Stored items
PR #26277, opened 2023-06-15
Operator: Add missing observability for Azure API calls

hemanthmalla:
Currently we're not capturing response status and duration for some of the calls made to Azure. This commit calls `ObserveAPICall()` with status and duration for the operations missing them.

### DIFF
--- a/pkg/azure/api/api.go
+++ b/pkg/azure/api/api.go
@@ -383,7 +383,9 @@ func (c *Client) AssignPrivateIpAddressesVMSS(ctx context.Context, instanceID, v
 	var netIfConfig *compute.VirtualMachineScaleSetNetworkConfiguration
 
 	c.limiter.Limit(ctx, "VirtualMachineScaleSetVMs.Get")
+	sinceStart := spanstat.Start()
 	result, err := c.vmss.Get(ctx, c.resourceGroup, vmssName, instanceID, compute.InstanceViewTypesInstanceView)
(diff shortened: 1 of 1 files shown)


hemanthmalla:
@tommyp1ckles / @gandro Gentle nudge, can I get a quick review on this ? 
CI is green and the PR only adds some missing observability. Thank you.

pkg/azure/api/api.go
```diff
@@ -438,22 +440,27 @@ func (c *Client) AssignPrivateIpAddressesVMSS(ctx context.Context, instanceID, v
 	}
 
 	c.limiter.Limit(ctx, "VirtualMachineScaleSetVMs.Update")
+	sinceStart = spanstat.Start()
 	future, err := c.vmss.Update(ctx, c.resourceGroup, vmssName, instanceID, result)
 	if err != nil {
+		c.metricsAPI.ObserveAPICall("VirtualMachineScaleSetVMs.Update", deriveStatus(err), sinceStart.Seconds())
```
gandro: nit: Have you considered using defer for these?

gandro (approved):

tommyp1ckles (approved):
looks good - same question about the defer

pkg/azure/api/api.go
hemanthmalla: Good idea. Updated this.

Work task — Across the data, tally the lines containing "func" and give back the number alone.

Answer to the problem — 2